_Aim of the exercise_
After locating the line that contains "A create topic" in the records below, write out exactly that line and each line after it through the one that contains "suffix to resolve", and nothing else.

Stored data entries:
===

PR #958, opened 2018-04-28
Add create topics support

jlandersen:
This is a first attempt at adding support for the create topics request. I have been wanting this for a while since I work on some "management" tools for Kafka. Most other Kafka clients in other languages also seem to rely on the "metadata" solution.

This supports specifying number of partitions and replication factor. Explicit replica assignments and config entries are left out for now.

A create topic request must be sent to the controller. To find the current controller, this also adds a version 1 metadata request, which includes the controller Id in the response.

There are a couple of things that are less-than-optimal and could use some input for improvement:

- Added a "V2" suffix to resolve the conflict with current versions of `createTopics(..)` and `loadMetadataForTopics(..)`.
- KafkaClient includes these new functions, but the Admin constructor may be more appropriate for create topics, if this is intended to host more admin functionality in the future (would also resolve the `createTopics(..)` conflict on the client)?
- The metadata structure returned from `loadMetadataForTopics(..)` could use a different structure. The first item in the array is an object with all the broker nodes. Second item is an object with a metadata property containing the topics. I've added the `clusterMetadata` property here, to avoid breaking the existing structure. 
- As a follow up to this, I've left the general handling of meta data load/refresh, but the new one could replace the existing one as I see it, so controller id is always available.

Let me know of anything we need to change before this can hopefully get merged in.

===

_Problem solution_
A create topic request must be sent to the controller. To find the current controller, this also adds a version 1 metadata request, which includes the controller Id in the response.

There are a couple of things that are less-than-optimal and could use some input for improvement:

- Added a "V2" suffix to resolve the conflict with current versions of `createTopics(..)` and `loadMetadataForTopics(..)`.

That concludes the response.